May 22, 2013
MetroPCS Communications (NYSE: PCS) is a wireless phone company that targets youth and minority demographics, offering service without requiring a contract or a credit check; this differs from traditional wireless carriers such as AT&T Wireless and Verizon Wireless. The company's unlimited voice plans start at $30 a month, and youth and young professionals form 55% of MetroPCS's customers.[1] Furthermore, MetroPCS' attention on densely populated urban markets has helped it achieve the highest margins (14.5% operating margin in 2009) and customer growth rate (42% annual) in the wireless industry over the past three years by keeping distribution and capital expenditures per potential customer low.[2] The company spends $124 on average per new customer added, compared to the industry average of $358.[3]

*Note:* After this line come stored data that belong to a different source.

PR #2989, opened 2025-08-19
storj: remove the requirement of the authorization step

elek:
It's not required any more: https://forum.storj.io/t/identity-signing-identity-authorize-is-not-required-any-more/30581

See also: https://github.com/storj/docs/pull/586


stavros-k:
Thanks, will push a migration in a bit as well to remove the field from the existing installs schema and merge it.

stavros-k (approved):
Thanks

PR #3010, opened 2025-08-22
Update questions.yaml

HubGon:
Hey,

i think it was a small mistake with the default port for the newly added TubeArchivist App.
This should be the next free one.

Kind regards.


stavros-k:
Thanks

PR #3017, opened 2025-08-22
Add restic rest-server

flufsor:
Hi Stavros,

This PR adds support for Rest Server, a high-performance HTTP server that implements Restic’s REST backend API.

The only manual step required is updating the .htaccess file inside the container to enable authentication—this is also necessary in the original setup, so no additional complexity is introduced.

One thing I’d like your input on is the health check. Since the container doesn’t include Bash, and both curl and wget fail on non-2xx/3xx status codes, they’re not ideal for testing endpoints that require authentication (which always return 401). I’m currently using netcat, but that results in a http: TLS handshake error in the logs for each test, which isn’t ideal either.

I’m considering postponing native SSL support and possibly submitting a PR to allow configurable status code ranges for health checks using curl or wget. Let me know what you’d prefer.

Also, the tool doesn’t have a dedicated logo, but since it’s maintained by the Restic team, we could potentially use the Restic logo for visual consistency.

Let me know if I’ve missed anything!

### DIFF
--- a/ix-dev/community/restic-rest-server/templates/test_values/host-networking-true.yaml
+++ b/ix-dev/community/restic-rest-server/templates/test_values/host-networking-true.yaml
@@ -19,6 +19,9 @@ rest_server:
 
 network:
   host_network: true
+  web_port:
+    bind_mode: published
+    port_number: 8000
 
 run_as:
   user: 568


stavros-k:
> The only manual step required is updating the .htaccess file inside the container to enable authentication—this is also necessary in the original setup, so no additional complexity is introduced.

We can generate that file. See `distribution` app for example.

For healthchecks I'll check later.
Please also use the `--listen` flag to set the port to match the web_port.port_number.

stavros-k:
Hello, I'll review this first thing tomorrow!

flufsor:
Added the listen flag and the htpassword generation and some cleanup before you reviewed.

Thanks for the comments already!

PR #3025, opened 2025-08-25
Optional htpasswd authentication for garage-webui

KittyKatt:
Hello! Garage was recently added to Apps as an alternative to MinIO and I've been loving it. However, the way that the App is setup has no way to leverage the optional htpasswd authentication you can add to the garage webui container. This is kinda important as the webui allows you to do many modifications or destructive actions against buckets/keys/etc in the Garage instance; allowing users to enable the builtin functionality of specifying a username and password (htpasswd hashed) to the App definition is critical, in my opinion.

This PR adds additional optional questions that will result in a rendered docker-compose that has the AUTH_USER_PASS environment variable passed to the garage-webui container. I've also added an additional test file that can be used to render a docker-compose that has these options enabled. I'm uncertain the best way to test this on my local TrueNAS install that will allow me to be certain these questions are rendered correctly and behave like I expect them to.

This is my first time submitting anything to TrueNAS Apps, so please let me know anything I've done wrong and I'll do my best to fix it!


stavros-k (approved):
lgtm, thanks

KittyKatt:
Awesome, thanks!

PR #3050, opened 2025-08-29
tube-archivist: allow multiple app urls

### LINKED ISSUE #3049: Tube Archivist - Can't use multiple hostnames
According to the [Tube Archivist Documentation](https://docs.tubearchivist.com/installation/env-vars), you should be able to specify multiple hostnames space separated in the TA_HOST environment variable (for example, if you want it to work with both http://x.x.x.x:x and https://ta.x.com). However, with the current schema entry being defined as ["type: uri"](https://github.com/truenas/apps/blob/3c901d3e1cf860da5329916f0789f79be8fed33d/trains/community/tubearchivist/1.0.3/questions.yaml#L53), it doesn’t seem possible to enter multiple hostnames.

stavros-k:
Closes #3049


ix-dev/community/tubearchivist/templates/docker-compose.yaml
```diff
@@ -18,7 +18,7 @@
 {% do c1.environment.add_env("ELASTIC_PASSWORD", values.tube.elastic_password) %}
 {% do c1.environment.add_env("TA_PORT", values.network.web_port.port_number) %}
 {% do c1.environment.add_env("TA_BACKEND_PORT", values.network.web_port.port_number+1) %}
-{% do c1.environment.add_env("TA_HOST", values.tube.app_url) %}
+{% do c1.environment.add_env("TA_HOST", values.tube.app_urls|join(",")) %}
```
veronoicc: I’m not sure if I’m correct, but wouldn’t this result in TA_HOST being something like "http://example1.com,http://example2.com"? From what I can see in the documentation, the hostnames should be space-separated, not comma-separated.
```suggestion
{% do c1.environment.add_env("TA_HOST", values.tube.app_urls|join(" ")) %}
```

stavros-k: Thanks!

PR #5308, opened 2026-07-04
feat(nextcloud): add optional Client Push (notify_push) support

cedricziel:
## Summary

Adds an opt-in **Client Push (notify_push)** integration to the Nextcloud app. notify_push replaces the constant polling of desktop/mobile clients with server push notifications, significantly reducing server load — one of the most requested Nextcloud performance features. Enabling the toggle gives a fully working push setup with no manual `occ` commands or sidecar containers.

## Design

- **`notifypush` container** — reuses the existing `nextcloud` image (unbuilt) and runs the push daemon binary that ships **inside the notify_push app** on the shared html volume. This guarantees the daemon version always matches the installed app version (the same approach Nextcloud AIO uses). The entrypoint waits until the app is installed, then `exec`s the binary.
- **Automatic app setup** — a `before-starting` hook on the nextcloud container runs `occ app:enable notify_push || occ app:install notify_push` and sets `base_endpoint` to `http(s)://<host>/push` (scheme follows the certificate setting). All failures are non-fatal so Nextcloud always starts even if the app store is unreachable.
- **`/push` route via Apache** — `proxy`, `proxy_http` and `proxy_wstunnel` are enabled in the image build (only when the feature is on) and a conf proxies `/push/ws` (websocket) and `/push/` to the daemon. This works identically in plain-HTTP mode and behind the app's nginx/HTTPS container, with no additional published ports.
- **Least privilege** — the daemon runs as `568:568` (the release binaries are world-executable), is configured purely via environment variables (`DATABASE_URL`/`REDIS_URL` with URL-encoded credentials, `NEXTCLOUD_URL`, `PORT`), and needs no added capabilities.
- Healthcheck is a TCP-accept probe on port 7867 — the daemon has no dedicated health endpoint (`/test/cookie` returns 400 unless a test cookie is staged).
- Requires the `Host` field to be set (validated at render time), since clients must be able to reach the push endpoint.

## Testing

- All six test scenarios render with `ghcr.io/truenas/apps_validation:latest` and pass `docker compose config`; new `notify-push-values.yaml` scenario included.
- **Full local smoke deployment** of the rendered compose: the hook installed notify_push 1.3.3 from the app store, the daemon started as uid 568 and connected to Redis (`occ notify_push:self-test`: redis ✓), `/push` was reachable through Apache (websocket module path verified), and the container reported **healthy**. The self-test's remaining warnings (plain HTTP, localhost URL) are artifacts of the test values, not the implementation.
- The smoke test caught and fixed a healthcheck bug (`/test/cookie` → TCP probe) before CI.
- Container enums in the labels/networks sections, `run_as_context`, and the version bump are included.

### DIFF
--- a/cspell.config.yaml
+++ b/cspell.config.yaml
@@ -330,6 +330,7 @@ words:
   - nocopy
   - noip
   - notifiarr
+  - notifypush
   - nowdns
   - npmplus
   - ntfy
@@ -569,6 +570,7 @@ words:
   - wiki-js
   - wizarr
   - woodpeckerci
+  - wstunnel
   - wtfismyip
   - wyze
   - xattr
--- a/ix-dev/stable/nextcloud/app.yaml
+++ b/ix-dev/stable/nextcloud/app.yaml
@@ -63,6 +63,11 @@ run_as_context:
   group_name: Host group is [root]
   uid: 0
   user_name: Host user is [root]
+- description: Container [notifypush] can run as any non-root user and group.
+  gid: 568
+  group_name: Host group is [apps]
+  uid: 568
+  user_name: Host user is [apps]
 - description: Container [postgres] runs as non-root user and group.
   gid: 999
   group_name: Host group is [docker]
@@ -82,4 +87,4 @@ sources:
 - https://github.com/nextcloud/docker
 title: Nextcloud
 train: stable
-version: 2.3.45
+version: 2.3.46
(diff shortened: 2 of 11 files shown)


stavros-k:
Notify push (among other things) exists in the nextcloud app in the test train.
I'll probably move it this week to the community train.
Which has many advantages (https://forums.truenas.com/t/nextcloud-test-train-feedback-request/37296/19).

For the stable one there are no plans to add other integrations at the moment

PR #5320, opened 2026-07-07
Fix repo link for Actual Budget

infinitytec:
Repo for Actual Budget moved to https://github.com/actualbudget/actual some time ago so the link given was to an archived repository.


stavros-k:
https://github.com/truenas/apps/blob/0742eeb7c54cf28115971efac12395a5320fb5b2/CONTRIBUTIONS.md?plain=1#L139

PR #5322, opened 2026-07-07
bambuddy: add Tailscale integration support (socket mount, host netwo…

### LINKED ISSUE #5321: [Enhancement]: bambuddy: fix Tailscale integration — privileged port bind failures and missing socket
### App Name

bambuddy

1.0.1

### Enhancement Description

When a Tailscale IP is configured for a virtual printer in Bambuddy, two issues occur:

  1. Binding to ports 990 (FTPS) and 322 (RTSP) on the Tailscale IP fails with errno 13 EACCES. The Tailscale interface (tailscale0) only exists in the host network namespace, so the container cannot reach it without host_network: true.
  2. tailscaled.sock is not accessible inside the container, producing a warning that the socket is not mounted. On TrueNAS, Tailscale runs as an app rather than a host OS service, so the socket path differs from the standard /var/run/tailscale/tailscaled.sock.

I'm working on this

PR to follow.

### Use Case

Users running Bambu Studio on a remote machine (e.g. a laptop away from home) can connect to Bambuddy's virtual printer over their Tailscale network instead of requiring direct LAN access.

### Proposed Solution

  - Add a Tailscale Configuration section to questions.yaml with an optional socket_path field. When set, the socket is bind-mounted into the container at /var/run/tailscale/tailscaled.sock.
  - Users who need Tailscale IP binding should enable Host Network (already available in Network Configuration).
  - Bump version to 1.0.2 and add a migration for existing installs.

### Alternatives Considered

_No response_

### Additional Context

_No response_

hahny93:
Closes #5321

### DIFF
--- a/ix-dev/community/bambuddy/app.yaml
+++ b/ix-dev/community/bambuddy/app.yaml
@@ -33,4 +33,4 @@ sources:
 - https://github.com/maziggy/bambuddy
 title: Bambuddy
 train: community
-version: 1.0.1
+version: 1.0.2
--- a/ix-dev/community/bambuddy/app_migrations.yaml
+++ b/ix-dev/community/bambuddy/app_migrations.yaml
@@ -1,0 +1,6 @@
+migrations:
+- file: add_tailscale_config
+  from:
+    max_version: 1.0.1
+  target:
+    min_version: 1.0.2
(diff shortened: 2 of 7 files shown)


stavros-k:
you can already do that using additional storage.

85% of its customers use MetroPCS service as their primary phone service and 55% do not own any other phone service, reducing the risk that customers will cancel their service in an economic downturn.[4] This mitigates the company's exposure to low-income demographic trends, which are a risk given its focus on urban communities. However, customers do not have contracts with MetroPCS, which creates pricing pressure that intensifies in a recession. The lack of contracts means MetroPCS's customers can easily switch to alternatives such as landlines, VoIP, or plans offered by MetroPCS's direct competitors, Cricket/Jump Mobile and Sprint Boost Mobile, if they view these plans as a better value.